Trip Start Jan 22, 2007
26Trip End Mar 18, 2007
Map your own trip!
Show trip route
Here's Ananda Coomeraswarmy's version of the The Churning of the Ocean...
It happened long ago that Indra, king of the gods, was cursed by the great rishi Durvasas, a portion of Shiva, for a slight he put on him. Thenceforward Indra and all the three worlds lost their energy and strength, and all things went to ruin. Then the daityas or asuras ("demons") put forth their strength against the enfeebled gods, so that they fled to Brahma for protection; he then advised them to seek aid from Vishnu, the tamer of demons, the undying God, creator, preserver and destroyer. So Brahma spoke, and himself led the gods along the northern shore of the sea of milk to Vishnu's seat, and prayed his aid
Thus the gods entered into alliance with the demons, and jointly undertook the churning of the sea of milk. They cast into it potent herbs, they took Mount Mandara for the churning-stick and Vasuki for the rope. (The Indian milk-churn is a stick around which a long rope is twisted, and pulled alternately from opposite ends. The rope itself holds up the stick in a vertical position, and the turning of it to and fro accomplished the churning). The gods took up their station by the serpent's tail, the daityas ("demons") at its head.

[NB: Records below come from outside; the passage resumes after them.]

PR #473, opened 2024-05-30
[NEAT-95] 🚛Draft DMS Loader

doctrino:
This is a first draft with the core skeleton of the DMS Loader

Moving to separate PR:
* Error handling
* Tracking of ingestion
* Writing to CDF
* Implement the `.as_read` method in the `DMSSchema`.

In addition, we already have a task on upgrading the store https://cognitedata.atlassian.net/browse/NEAT-279

### DIFF
--- a/cognite/neat/graph/loaders/_rdf2dms.py
+++ b/cognite/neat/graph/loaders/_rdf2dms.py
@@ -1,11 +1,15 @@
 import json
 import warnings
+from collections import defaultdict
 from collections.abc import Iterable
 from pathlib import Path
+from typing import cast, overload
 
 import yaml
 from cognite.client import CogniteClient
 from cognite.client import data_modeling as dm
+from pydantic import HttpUrl, TypeAdapter, ValidationError
+from rdflib.term import URIRef
 
 from cognite.neat.graph.stores import NeatGraphStoreBase
 from cognite.neat.rules.issues import NeatValidationError
@@ -16,10 +20,10 @@ from ._base import CDFLoader
 
 class DMSLoader(CDFLoader[dm.InstanceApply]):
     def __init__(
-        self, data_model: dm.DataModel[dm.View], graph_store: NeatGraphStoreBase, add_class_prefix: bool = False
+        self, graph_store: NeatGraphStoreBase, data_model: dm.DataModel[dm.View], add_class_prefix: bool = False
     ):
+        super().__init__(graph_store)
         self.data_model = data_model
-        self.graph_store = graph_store
         self.add_class_prefix = add_class_prefix
 
     @classmethod
@@ -32,7 +36,7 @@ class DMSLoader(CDFLoader[dm.InstanceApply]):
     ) -> "DMSLoader":
         # Todo add error handling
         data_model = client.data_modeling.data_models.retrieve(data_model_id, inline_views=True).latest_version()
-        return cls(data_model, graph_store, add_class_prefix)
+        return cls(graph_store, data_model, add_class_prefix)
 
     @classmethod
     def from_rules(
@@ -40,14 +44,15 @@ class DMSLoader(CDFLoader[dm.InstanceApply]):
     ) -> "DMSLoader":
         schema = rules.as_schema()
         # Todo add error handling
-        return cls(schema.as_read_model(), graph_store, add_class_prefix)
+        return cls(graph_store, schema.as_read_model(), add_class_prefix)
 
     def _load(self, stop_on_exception: bool = False) -> Iterable[dm.InstanceApply | NeatValidationError]:
         classes = (view.external_id for view in self.data_model.views)
-        for class_name, triples in self._iterate_class_triples(classes):
+        for class_name in classes:
             # Some tracking and creation of a structure to do validation
             validation_structure = self._create_validation_structure(class_name)
-            for instance_dict in triples2dictionary(triples).values():
+            triples = self.graph_store.queries.list_instances_of_type(class_name)
+            for instance_dict in _triples2dictionary(triples).values():
                 try:
                     yield self._create_instance(class_name, instance_dict, validation_structure)
                 except NeatValidationError as e:
@@ -76,3 +81,73 @@ class DMSLoader(CDFLoader[dm.InstanceApply]):
                 json.dump(dumped, f, indent=2)
             else:
                 yaml.safe_dump(dumped, f, sort_keys=False)
+
+    def _create_validation_structure(self, class_name: str) -> dict:
+        return {}
+
+    def _create_instance(self, class_name: str, instance_dict: dict, validation_structure: dict) -> dm.InstanceApply:
+        raise NotImplementedError()
+
+
+def _triples2dictionary(
+    triples: Iterable[tuple[URIRef, URIRef, str | URIRef]],
+) -> dict[URIRef, dict[URIRef | str, list[str | URIRef]]]:
+    """Converts list of triples to dictionary"""
+    dictionary: dict[URIRef, dict[URIRef | str, list[str | URIRef]]] = {}
+    for triple in triples:
+        id_, property_, value = _remove_namespace(*triple)  # type: ignore[misc]
+        if id_ not in dictionary:
+            dictionary[id_] = defaultdict(list)
+            dictionary[id_]["external_id"].append(id_)
+
+        dictionary[id_][property_].append(value)
+    return dictionary
+
+
+@overload
+def _remove_namespace(*URI: URIRef | str, special_separator: str = "#_") -> str: ...
+
+
+@overload
+def _remove_namespace(*URI: tuple[URIRef | str, ...], special_separator: str = "#_") -> tuple[str, ...]: ...
+
+
+def _remove_namespace(
+    *URI: URIRef | str | tuple[URIRef | str, ...], special_separator: str = "#_"
+) -> tuple[str, ...] | str:
+    """Removes namespace from URI
+
+    Args
+        URI: URIRef | str
+            URI of an entity
+        special_separator : str
+            Special separator to use instead of # or / if present in URI
+            Set by default to "#_" which covers special client use case
+
+    Returns
+        Entities id without namespace
+
+    Examples:
+
+        >>> _remove_namespace("http://www.example.org/index.html#section2")
+        'section2'
+        >>> _remove_namespace("http://www.example.org/index.html#section2", "http://www.example.org/index.html#section3")
+        ('section2', 'section3')
+    """
+    if isinstance(URI, str | URIRef):
+        uris = (URI,)
+    elif isinstance(URI, tuple):
+        # Assume that all elements in the tuple are of the same type following type hint
+        uris = cast(tuple[URIRef | str, ...], URI)
+    else:
+        raise TypeError(f"URI must be of type URIRef or str, got {type(URI)}")
+
+    output = []
+    for u in uris:
+        try:
+            _ = TypeAdapter(HttpUrl).validate_python(u)
+            output.append(u.split(special_separator if special_separator in u else "#" if "#" in u else "/")[-1])
+        except ValidationError:
+            output.append(str(u))
+
+    return tuple(output) if len(output) > 1 else output[0]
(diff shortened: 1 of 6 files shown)


cognite/neat/graph/loaders/_rdf2dms.py
```diff
@@ -0,0 +1,191 @@
...
+from cognite.neat.rules.models.data_types import _DATA_TYPE_BY_DMS_TYPE
+
+from ._base import CDFLoader
+
+
+class DMSLoader(CDFLoader[dm.InstanceApply]):
+    def __init__(
+        self,
+        graph_store: NeatGraphStoreBase,
+        data_model: dm.DataModel[dm.View],
```
nikokaoja, line 29: This would work if underlaying graph's properties and classes are transformed such that:
Class -> View
properties -> view.property_ids

nikokaoja: and that class_id and property_id are in the same namespace, however RDF is often composed of properties and classes which originate from various namespace. 

Two options:
1. transform original/source graph to same namespace, such that class_id and property_id contain only DMS allowed characters (allow Select queries afterwards)
2. transform graph on query, i.e. use construct query to create "virtual graphs"

cognite/neat/graph/loaders/_rdf2dms.py
```diff
@@ -0,0 +1,191 @@
...
+        self.class_by_view_id = class_by_view_id or {}
+        self.add_class_prefix = add_class_prefix
+
+    @classmethod
+    def from_data_model_id(
+        cls,
+        client: CogniteClient,
+        data_model_id: dm.DataModelId,
+        graph_store: NeatGraphStoreBase,
+        add_class_prefix: bool = False,
```
nikokaoja, line 44: This requires graph to be transformed to force usage of same namespace for both properties and classes (see my comment above)

cognite/neat/graph/loaders/_rdf2dms.py
```diff
@@ -0,0 +1,191 @@
...
+                continue
+            dumped[key].append(item.dump())
+        with filepath.open("w", encoding=self._encoding, newline=self._new_line) as f:
+            if filepath.suffix == ".json":
+                json.dump(dumped, f, indent=2)
+            else:
+                yaml.safe_dump(dumped, f, sort_keys=False)
+
+    def _create_validation_structure(self, view: dm.View) -> type[Model]:
+        field_definitions: dict[str, tuple[type, Any]] = {}
```
nikokaoja, line 97: I see that you here want to split between what is a Node (only attributes about node) and what is a Edge (i.e. only references/links) ? This would double number of queries since you are probably quering:
- only `DatatypeProperties` , which fetch only attributes of node
- only `ObjectProperties`, which fetch edges/connections between nodes

cognite/neat/graph/loaders/_rdf2dms.py
```diff
@@ -0,0 +1,191 @@
...
+        def parse_list(cls, value: Any, info: ValidationInfo) -> list[str]:
+            if isinstance(value, list) and cls.model_fields[info.field_name].annotation is not list:
+                if len(value) == 1:
+                    return value[0]
+                raise ValueError(f"Got multiple values for {info.field_name}: {value}")
+            return value
+
+        validators: dict[str, classmethod] = {"parse_list": field_validator("*", mode="before")(parse_list)}  # type: ignore[dict-item,arg-type]
+
+        return create_model(view.external_id, __validators__=validators, **field_definitions)  # type: ignore[arg-type, call-overload]
```
nikokaoja, line 125: note to myself: this returns in-memory Pydantic model

cognite/neat/graph/stores/_base.py
```diff
@@ -355,8 +355,8 @@ def list_instances_of_type(self, class_uri: URIRef) -> list[ResultRow]:
             List of triples for instances of the given class
         """
         query = (
-            f"SELECT ?instance ?prop ?value "
-            f"WHERE {{ ?instance rdf:type <{class_uri}> . ?instance ?prop ?value . }} order by ?instance "
+            "SELECT ?instance ?prop ?value "
+            f"WHERE {{ ?instance <rdf:type> <{class_uri}> . ?instance ?prop ?value . }} order by ?instance "
```
nikokaoja, line 359:
```suggestion
            f"WHERE {{ ?instance a <{class_uri}> . ?instance ?prop ?value . }} order by ?instance "
```

nikokaoja: Since RDF is not schema driven you might end up having a property for which you expect single value, but instead you have list, meaning you will have extra triples coming in, which probably will lead to breaking of pydantic classes.

cognite/neat/graph/loaders/_rdf2dms.py
```diff
@@ -0,0 +1,191 @@
...
+) -> dict[str, dict[str, list[str]]]:
+    """Converts list of triples to dictionary"""
+    values_by_property_by_identifier: dict[str, dict[str, list[str]]] = defaultdict(lambda: defaultdict(list))
+    for triple in triples:
+        id_, property_, value = _remove_namespace(triple, special_separator=":")
+        values_by_property_by_identifier[id_][property_].append(value)
+    return values_by_property_by_identifier
+
+
+def _remove_namespace(URI: ResultRow, special_separator: str = "#") -> list[str]:
```
nikokaoja, line 151: we have `remove_namespace` in utils

tests/tests_unit/test_graph/test_loaders/test_rdf2dms.py
```diff
@@ -0,0 +1,106 @@
...
+from cognite.neat.graph.stores import MemoryStore
+
+
+@pytest.fixture()
+def car_case() -> MemoryStore:
+    store = MemoryStore(namespace=Namespace("http://example.com/"), prefixes={"ex": "http://example.com/"})
+    store.init_graph()
+    store.add_triples(
+        [
+            (URIRef("ex:Car1"), URIRef("rdf:type"), URIRef("ex:Car")),
```
nikokaoja, line 16: For this example structure above works, as all your classes, properties, and instances are in the same namespace. In addition your classes and properties are using DMS compliant characters.

cognite/neat/graph/loaders/_rdf2dms.py
```diff
@@ -0,0 +1,191 @@
...
+        # Todo add error handling
+        return cls(graph_store, schema.as_read_model(), {}, add_class_prefix)
+
+    def _load(self, stop_on_exception: bool = False) -> Iterable[dm.InstanceApply | NeatValidationError]:
+        for view in self.data_model.views:
+            view_id = view.as_id()
+            # Todo Some tracking and creation of a structure to do validation
+            validation_structure = self._create_validation_structure(view)  # type: ignore[var-annotated]
+            uri_ref = self.class_by_view_id.get(view.as_id(), URIRef(f"{view.space}:{view.external_id}"))
+            triples = self.graph_store.queries.list_instances_of_type(uri_ref)
```
nikokaoja, line 64: note to myself: this will read all triples which are then dump to `_triples2dictionary` to create identifier-property-pairs

cognite/neat/graph/loaders/_rdf2dms.py
```diff
@@ -0,0 +1,191 @@
...
+
+from cognite.neat.graph.stores import NeatGraphStoreBase
+from cognite.neat.rules.issues import NeatValidationError
+from cognite.neat.rules.models import DMSRules
+from cognite.neat.rules.models.data_types import _DATA_TYPE_BY_DMS_TYPE
+
+from ._base import CDFLoader
+
+
+class DMSLoader(CDFLoader[dm.InstanceApply]):
```
nikokaoja, line 25: We should leverage in-memory pydantic models to both create assets/relationships and dms nodes and edges

cognite/neat/graph/stores/_base.py
nikokaoja: This will return you both Attributes of a node and Connections of a node, as in RDF properties are simply predicates of a triple. Alt is to explicitly via ontology which property is of type `DatatypeProperty` (attributes) and which `ObjectProperty` (connections). One can get along with `Filter` to select only properties which hold values:

```sparql
PREFIX rdf: <http://www.w3.org/1999/02/22-rdf-syntax-ns#>

SELECT ?property ?value
WHERE {
    ?subject ?property ?value .
    FILTER(isLiteral(?value))
}
```

or IRIs (connection):

```sparql
PREFIX rdf: <http://www.w3.org/1999/02/22-rdf-syntax-ns#>

SELECT ?property ?value
WHERE {
    ?subject ?property ?value .
    FILTER(isIRI(?value))
}
```

there are ways to construct simpler sparql query, merging lists, etc. , though as written above we are forced to transform source graph to singular namespace with ids of properties and classes that DMS compliant.

Somewhere we need to pay the price :)

nikokaoja (commented):
Let's discuss in more details, in short we have two options:
1. Use Select query, but force graph transformation prior loading
2. Use Construct query, skip transformation prior loading

tests/tests_unit/test_graph/test_loaders/test_rdf2dms.py
doctrino: Doing as agreed, assume 'load ready' store with all relevant in the 'neat' namespace

cognite/neat/graph/loaders/_rdf2dms.py
doctrino: As discussed we assume same namespace

tests/tests_unit/test_graph/test_loaders/test_rdf2dms.py
```diff
@@ -0,0 +1,210 @@
...
+                sources=[
+                    dm.NodeOrEdgeData(
+                        source=CAR_MODEL.views[0].as_id(),
+                        properties={"year": 2020, "color": {"space": instance_space, "externalId": "Blue"}},
+                    )
+                ],
+            ),
+            dm.EdgeApply(
+                space=instance_space,
+                external_id="Car1.make.Toyota",
```
nikokaoja, line 55: I like this form of external_id helps reading edge easy

cognite/neat/graph/stores/_base.py
```diff
@@ -361,3 +362,18 @@ def list_instances_of_type(self, class_uri: URIRef) -> list[ResultRow]:
...
+
+    def triples_of_type(self, rdf_type: str) -> list[tuple[str, str, str]]:
+        """Get all triples of a given type.
+
+        This method assumes the graph has been transformed into the default namespace.
+        """
+        rdf_uri = self.store.namespace[rdf_type]
+        query = (
+            f"SELECT ?instance ?prop ?value "
+            f"WHERE {{ ?instance a <{rdf_uri}> . ?instance ?prop ?value . }} order by ?instance "
```
nikokaoja, line 374:
```suggestion
            f"WHERE {{ ?instance a <{self.store.namespace[rdf_type]}> . ?instance ?prop ?value . }} order by ?instance "
```

cognite/neat/graph/stores/_base.py
```diff
@@ -361,3 +362,18 @@ def list_instances_of_type(self, class_uri: URIRef) -> list[ResultRow]:
         logging.info(query)
         # Select queries gives an iterable of result rows
         return cast(list[ResultRow], list(self.store.query(query)))
+
+    def triples_of_type(self, rdf_type: str) -> list[tuple[str, str, str]]:
+        """Get all triples of a given type.
+
+        This method assumes the graph has been transformed into the default namespace.
+        """
+        rdf_uri = self.store.namespace[rdf_type]
```
nikokaoja, line 371:
```suggestion
```

cognite/neat/graph/stores/_base.py
```diff
@@ -361,3 +362,18 @@ def list_instances_of_type(self, class_uri: URIRef) -> list[ResultRow]:
         logging.info(query)
         # Select queries gives an iterable of result rows
         return cast(list[ResultRow], list(self.store.query(query)))
+
+    def triples_of_type(self, rdf_type: str) -> list[tuple[str, str, str]]:
+        """Get all triples of a given type.
```
nikokaoja, line 367: with this method you are getting all triples defining all instances of a given type, so maybe the method name cloud be `triples_of_type_instances` ?

nikokaoja (approved):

Hari (Vishnu) himself in tortoise shape became a pivot of the mountain as it was whirled around; he was present also unseen amongst the gods and demons, pulling the serpent to and fro; in another vast body he sat upon the summit of the mountain
First from the sea rose up the wish-bestowing cow Surabhhi, gladdening the eyes of the divinities; then came the goddess Varuni, with rolling eyes, the divinity of wine; then up sprang the Parijata tree of paradise, the delight of Heaven's nymphs, perfuming all the world with the fragrance of its flowers; then rose the troops of apsaras (dancing girls of Indra's court), of entrancing loveliness and grace. Then rose the moon, whom Mahadeva (Shiva) seized and set upon his brow; and then came a draught of deadly poison, and that also Mahadeva (Shiva) took and drank, lest it should destroy the world: it is that bitter poison that turned his throat blue.... Next came Dhanwantari, holding in his hand a cup of the dew of life, delighting the eyes of the daityas and the rishis. Then appeared the goddess Shri (Lakshmi), the delight of Vishnu, radiant, seated on an open lotus; the great sky-elephants anointed her with pure water brought by Ganga (the Ganges River) and poured from golden vessels, while the enraptured sages sang her praises. The Milky Sea adorned her with a wreath of unfading flowers; Vishvakarma decked her with celestial jewels
The angry daityas snatched the cup of nectar from Dhanwantari and bore it off. But Vishnu, assuming an exquisite and ravishing woman-form, deluded and fascinated them, and while they disagreed amongst themselves, he stole away the draught and brought it to the gods, who drank deep from the cup of life. Invigorated thereby, they put the demons to flight and drove them down to Hell, and worshipped Vishnu with rejoicing. The sun shone clear again, the Three Worlds (the physical plane, the astral plane, and swarga) became once more prosperous, and devotion blossomed in the hearts of every creature. Indra, seated upon his throne, composed a hymn of praise for Lakshmi; she, thus praised, granted him wishes twain. This was the choice, that never again should she abandon the Three Worlds, nor should she every forsake any that should sing her praise in the words of Indra's hymn.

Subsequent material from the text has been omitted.